One project was a show last year by German conceptual artist Daniel Knorr, who wanted some prisoner-generated art to show alongside his own work on contained communities.

"Talking through it with my boss, it was a chance to do a conceptual show which was something different from what most people had done before and to be aware of what happens in the conceptual art field.

"That for me was where its value lay, in that difference, in that understanding of art, it's not just what you've always assumed it could be, it's not necessarily a beautiful thing or an appealing thing or something that talks about this place."

Hughes says while her involvement in the programme has not directly affected her own art practice, "I think it's made me think very much about this country and what happens here and the whole issue of place.

"People telling their stories, you do a lot of listening, you hear about this place and what happens here."

Hughes says her bosses understand the creative processes have a key role to play in the prison system.

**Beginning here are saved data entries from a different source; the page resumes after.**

PR #265, opened 2018-11-01
Test all supported pytest versions (plus more python interpreters)

youtux:
Test all the supported pytest versions (and latest pytest on all the supported python interpreters) and re-enable pytest-xdist in tox.ini and on trevis.

### DIFF
--- a/.travis.yml
+++ b/.travis.yml
@@ -5,7 +5,18 @@ python: "2.7"
 matrix:
   include:
     - env: TESTENV=py27-pytestlatest-linters
-    - env: TESTENV=py27-pytest{29,30,31,32,33,34,35,36,37,38,39,latest}
+    - env: TESTENV=py27-pytest29
+    - env: TESTENV=py27-pytest30
+    - env: TESTENV=py27-pytest31
+    - env: TESTENV=py27-pytest32
+    - env: TESTENV=py27-pytest33
+    - env: TESTENV=py27-pytest34
+    - env: TESTENV=py27-pytest35
+    - env: TESTENV=py27-pytest36
+    - env: TESTENV=py27-pytest37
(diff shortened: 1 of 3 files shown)


youtux:
@bubenkoff I could even enable all the combinations between interpreters and pytest versions on travis (i.e. `py{27,34,35,36,37}-pytest{29,30,31,32,33,34,35,36,37,38,39,latest}`). Please let me know what you think.

youtux:
I don't really see the point in testing against the master (unreleased) version of pytest, since it may have bugs that are not solved yet, and that would fail our build.
The reason behind testing for non-latest pytest releases is that sometimes we break compatibility (see https://github.com/pytest-dev/pytest-bdd/pull/260 for example) and this change would catch that.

"It can give people an avenue to think about change if they make that choice."

A feature of much criminal offending, if you've ever spent much time in court watching the tales of substance abuse and stupidity, is the drive for instant gratification or an impulse.

"When you are involved in something that is a creative thing, you are not going to get that instant thing happening.

"You have to have follow through and focus and patience to make it happen. That's something you notice, people come into the class and want an immediate outcome or for it to look fantastic and, over time, with people who do make that choice, there is a kind of consistency and follow-through that starts to happen.

"That is a life skill, if you do something in a particular way and you finish it, you don't just dump it halfway through.

"Then there is a sense of pride that you get from a job that is completed and which people acknowledge.

"So there is self-esteem and they were always asking what is the next project, when are we doing the next exhibition, so it would create a build-up."

It's a paradox that while art is seen as a bohemian and licentious activity, it actually requires discipline.

"In [the prison] context, if you don't have the discipline to finish something, it's easy to leave it. The idea of finishing, which people outside may think is the norm, is not the case, so it may be a major thing to finish something.

"Art is a way you can address who you are and what you are, which may be why it can be such a positive thing in prison. Often people don't sit down and reflect on that kind of stuff."